Nella seconda metà degli anni '90 (del secolo scorso) il sindaco di Bologna Walter Vitali nominò una "Consigliera per i problemi di genere" a cui diede facoltà di nominare un "Comitato di donne per il governo della città": istituzioni davvero "storiche", a partire dalla denominazione degli incarichi. Nell'ambito dei propri compiti, tra l'altro, furono organizzate quattro "lezioni di donne alle istituzioni"- pubblicate in quattro corrispondenti "Quaderni di donne"- sulle forze dell'ordine pubblico, sulla sanità, sul Comune e, ultimo, sul "bilancio di genere". La presentazione ricordava che non vi era ormai Comune che non avesse un Comitato di pari opportunità o un Consiglio delle elette, ma che non per questo si avvertivano cambiamenti nelle regole e nelle direttive delle politiche civiche, che restavano "genderblind, cieche sulle conseguenze che derivano dall'applicare, oltre a dichiararla legittima, la politica di genere". Infatti, "nei meccanismi istituzionali non basta la presenza femminile, perché la macchina resiste per vizio sia burocratico sia ideologico: le macchine, a dispetto del loro genere grammaticale, sono maschili, celibi e, nonostante questa parzialità, universali".

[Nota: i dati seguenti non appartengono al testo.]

PR #133, opened 2016-07-13
public.json: Split order.fees into its own endpoint

wking:
This allows the backend to use more expensive fee-estimation logic (e.g. hitting parcel-carrier APIs) without bogging down order manipulations.  We initially [expected order-manipulation hitting fee recalculation to be rare][1], but it turns out to be [unacceptably slow][2], and [we don't need the fee information most of the time][3] (or it's ok if the fee update shows up asynchronously a second or two so after the change that triggered it).

[1]: https://github.com/azurestandard/website/issues/186#issuecomment-213072160
[2]: https://github.com/azurestandard/website/issues/552#issue-165217215
[3]: https://github.com/azurestandard/website/issues/552#issuecomment-232406614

Paola Monari, docente di statistica, ricordava a proposito dell'analisi economica che "si viviseziona il mercato, si stima il contributo del Pil, dei diversi settori produttivi, si disaggrega la popolazione in attiva e non attiva si costruiscono indici di dipendenza, di vecchiaia, si costruiscono scenari, si discutono strategie previdenziali e bilanci generazionali" e su questi argomenti si aprono addirittura crisi di governo. "Invece, ogni tentativo di approfondire gli aspetti economico-sociali della struttura per sesso delle popolazioni viene riduttivamente confinato a letteratura di genere e trascurato dai grandi filoni degli studi economici e aziendali. Quattro o cinque parametri concordati a Maastricht sono bastati a condizionare le strategie politiche ed economiche dei Paesi europei? Perché non pensare di innovare i nostri programmi d'azione proponendo alcuni parametri-obiettivo rivolti a una
diversa concezione del benessere sociale, magari creando nuove aspettative?" Occorre ricordare che il seminario del 1998 insisteva sui diritti di cittadinanza femminile alla luce della direttiva Prodi del 7 marzo 1997 e dell'atto di adozione approvato dalla Regione Emilia-Romagna del 17 giugno 1998.
Non è per nostalgia del passato che abbiamo rievocato la storia di un tentativo istituzionale abortito per il deficit democratico di chi non andò a votare l'anno dopo. Vogliamo semplicemente richiamare la necessità sentita da troppo lungo tempo di essere dentro i processi reali come donne portatrici di interessi non settari, ma di cooperazione necessaria alla costruzione di risposte a modernizzazioni realmente sociali. Di donne, oltre che di uomini.